Work item: Below are records; copy every line among them that contains the word "causes".

● ● ●

PR #368, opened 2024-08-01
Support output IDs

wille:
I need to support targeting the output with the output identifier (`Dell Inc. DELL U3223QE GB6Y9P3`) rather than just the output name (eg. `DP-6`) because the output name might change every time I replug my monitors and I want my internal OLED display to have no image while my external monitors should have a nice image.

Example:
`swaylock -f -c 000000 --image "Dell Inc. DELL U3223QE GB6Y9P3":~/Pictures/1.jpg -d`

The wl_output_description returns the full model, make and output name so I am trimming the output name from the output description to match kanshi and sway output id matching.

### DIFF
--- a/include/swaylock.h
+++ b/include/swaylock.h
@@ -118,6 +118,7 @@ struct swaylock_surface {
 	int32_t scale;
 	enum wl_output_subpixel subpixel;
 	char *output_name;
+	char *output_description;
 	struct wl_list link;
 	// Dimensions of last wl_buffer committed to background surface
 	int last_buffer_width, last_buffer_height;
@@ -127,6 +128,7 @@ struct swaylock_surface {
 struct swaylock_image {
 	char *path;
 	char *output_name;
+	char *output_id;
 	cairo_surface_t *cairo_surface;
 	struct wl_list link;
 };
--- a/main.c
+++ b/main.c
@@ -259,7 +259,19 @@ static void handle_wl_output_name(void *data, struct wl_output *output,
 
 static void handle_wl_output_description(void *data, struct wl_output *output,
 		const char *description) {
-	// Who cares
+	swaylock_log(LOG_DEBUG, "handle_wl_output_description %s ", description);
+
+	struct swaylock_surface *surface = data;
+
+	// The output description will be in the format "<make> <model> <serial> (<output>)" like Dell Inc. DELL U3223QE G76Y9P3 (DP-5)
+	// so cutting it at the last space
+	char *separator = strrchr(description, ' ');
+	if (separator) {
+		*separator = '\0';
+		surface->output_description  = strdup(description);
+	}
+
+	swaylock_log(LOG_DEBUG, "set _%s_", surface->output_description );
 }
 
 struct wl_output_listener _wl_output_listener = {
@@ -349,7 +361,7 @@ static cairo_surface_t *select_image(struct swaylock_state *state,
 	struct swaylock_image *image;
 	cairo_surface_t *default_image = NULL;
 	wl_list_for_each(image, &state->images, link) {
-		if (lenient_strcmp(image->output_name, surface->output_name) == 0) {
+		if (lenient_strcmp(image->output_name, surface->output_name) == 0 || lenient_strcmp(image->output_name, surface->output_description) == 0) {
 			return image->cairo_surface;
 		} else if (!image->output_name) {
 			default_image = image->cairo_surface;


emersion:
Unfortunately, this adds assumptions about the format of the output description which are unreliable and non-portable across compositors. I'd rather not do that.

wille:
You're definitively right, I was wondering if you can point me in the right direction to reliably get this ID just as in Kanshi or sway `output`

emersion:
Sadly there is no way to get this information. I'm not sure just adding an event to pass it to clients is a good way forward, an opaque tag might be better, see the discussions in https://gitlab.freedesktop.org/wayland/wayland/-/merge_requests/109#note_970789

wille:
Sorry I don't follow, both sway and kanshi supports targeting the output by the identifier which I want to do here as well.

I just pushed a new commit to simply check if the output description contains the output name provided to --image, so `--image "Dell Inc. DELL U3223QE GB6Y9P3":~/Pictures/1.jpg` would match the output_descripton `Dell Inc. DELL U3223QE GB6Y9P3 (DP-X)`

trinitronx:
From the perspective of user-friendly per-display configuration, the use-case behind this PR is a great idea.  It would unify the configuration matching behavior of output specifiers for `swaylock` with `sway`, `swaybar`, `waybar`, `kanshi` and similar `wlroots`-based projects.  Additionally, `wlroots`-based compositors including `sway`, and components like `swaybar` already support using the EDID-based identifier (e.g. `make` + '` `' + `model` + '` `' `serial`) as in swaywm/sway@50d36ef23, [`kanshi`][0], [wlroots DRM backend][1], [wlroots `wlr_output` struct][2], and of course the [`wlr-output-management-unstable` protocol][3] [since version 2 supports `make`, `model` and `serial`][4].

The nice thing these days is that EDID is well supported by the vast majority of output displays, thanks to the standardization efforts of [VESA][5], and [CTA (formerly CEA)][6] we have [CTA-861][6.1].  For the edge cases where devices deviate from the standards or misbehave, the EDID data [can be overridden by placing files in `/lib/firmware` with the Linux Kernel's `CONFIG_DRM_LOAD_EDID_FIRMWARE` option][7], or in the case of supported `v4l2` devices, the [`v4l2-ctl` utility can be used to set it via `VIDIOC_S_EDID`][8].  One notable example of the latter option `v4l2-ctl` is [used by PiKVM][9] to set the EDID from a file managed by the [`kvmd-edidconf` utility][10].

Another nice thing is that [EDID is also supported by the vast majority of DRM drivers][11].  Might be worth considering using at least the `make`, `model`, and `serial` for the user experience benefits of identifying a display in configuration files.  It's generally unique _enough_ for most cases to identify a display output in a port-agnostic way.  In those cases where it doesn't, the user can override the EDID data using aforementioned methods, or simply fallback to the old name matching and use the port identifiers (e.g. `HDMI-A-N`, `DP-N`) and plug in the displays accordingly.  However, the benefits of EDID-based data are great for identifying a particular display especially for devices with hot-pluggable displays (e.g. laptops) and users who often plug into the same displays frequently.  Examples might be plugging into a particular make & model of projector in meeting rooms, plugging in an HDMI output for temporary extended displays, etc...  Being able to have a "public-facing" `swaylock` background image for the external displays would be a great benefit.

[0]: https://git.sr.ht/~emersion/kanshi/tree/master/item/main.c#L26-31
[1]: https://github.com/swaywm/wlroots/blob/eeb7a8113869790e5f6fc643bafa577b08b5f4c3/backend/drm/drm.c#L1213-L1222
[2]: https://gitlab.freedesktop.org/wlroots/wlroots/-/blob/master/include/wlr/types/wlr_output.h#L160-161
[3]: https://gitlab.freedesktop.org/wlroots/wlroots/-/blob/master/protocol/wlr-output-management-unstable-v1.xml#L263-331
[4]: https://gitlab.freedesktop.org/wlroots/wlroots/-/blob/master/types/wlr_output_management_v1.c#L854-862
[5]: https://vesa.org/
[6]: https://web.archive.org/web/20221011163310/https://www.cta.tech/Resources/i3-Magazine/i3-Issues/2019/November-December/cta-861-ctas-most-popular-standard
[6.1]: https://en.wikipedia.org/wiki/Extended_Display_Identification_Data#CEA-861-E
[7]: https://www.kernel.org/doc/html/v5.8/admin-guide/edid.html
[8]: https://github.com/cz172638/v4l-utils/blob/7b2d48ff594dcc2c9b395463441e5abb4f5e9439/utils/v4l2-ctl/v4l2-ctl-edid.cpp#L1303
[9]: https://github.com/pikvm/kvmd/blob/85a2f2367d3c7e29f6e1857e110d47dfd5297814/configs/os/services/kvmd-tc358743.service#L9
[10]: https://docs.pikvm.org/edid/
[11]: https://drmdb.emersion.fr/properties/3233857728/EDID

Issue #370, opened 2024-08-04
swaylock after swayidle does `dpms off` and starts swaylock causes system to freeze when swayidle invokes `dpms on` for resume


Stephen-Seo:
I'm not sure where the right place for this issue is, but here's the details.

On ArchLinux with `sway`, `wlroots`, `swayidle`, and `swaylock` packages in the official repositories, there is no issue.

But if `sway-git` and `wlroots-git` is installed from the AUR, the swaylock instance started by swayidle causes a system freeze on resume when swayidle does `dpms on` on resume. The system becomes unresponsive, one cannot switch to another tty, and the power button is ignored when by default it should shutdown the system.

Note I also have `libdisplay-info-git` and `xorg-xserver-git` installed from AUR as well, which is built before I build `wlroots-git`.

I have tried `swaylock-git` and `swayidle-git` and the issue still occurs with `sway-git`.

Nothing is logged to systemd-journald, and the output of sway also does not have any logs when the freeze occurs.

My swayidle command is this:

    exec swayidle -w \
             timeout 780 'swaylock -f -c 007050 -i /usr/share/backgrounds/archlinux/geolanes.png' \
             timeout 600 'swaymsg "output * dpms off"' resume 'swaymsg "output * dpms on"' \
             before-sleep 'swaylock -f -c 007050 -i /usr/share/backgrounds/archlinux/geolanes.png'

Stephen-Seo:
I've been doing some testing with this issue, and tried running `sway -V` and `swayidle -d`. What shows up when sway's stdout and stderr is piped into a file after a freeze is this:

    Aug 04 15:05:47 2024-08-04 15:05:47 - [Line 650] idle state
    Aug 04 15:05:47 2024-08-04 15:05:47 - [Line 146] Cmd exec swaylock -f -c 007050 -i /usr/share/backgrounds/archlinux/geolanes.png
    Aug 04 15:05:47 2024-08-04 15:05:47 - [Line 172] Spawned process swaylock -f -c 007050 -i /usr/share/backgrounds/archlinux/geolanes.png
    Aug 04 15:05:47 2024-08-04 15:05:47 - [Line 174] Blocking until process exits
    Aug 04 15:05:47 2024-08-04 15:05:47 - [Line 179] Process exit status: 0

● ● ●

Result for this exercise:
swaylock after swayidle does `dpms off` and starts swaylock causes system to freeze when swayidle invokes `dpms on` for resume
But if `sway-git` and `wlroots-git` is installed from the AUR, the swaylock instance started by swayidle causes a system freeze on resume when swayidle does `dpms on` on resume. The system becomes unresponsive, one cannot switch to another tty, and the power button is ignored when by default it should shutdown the system.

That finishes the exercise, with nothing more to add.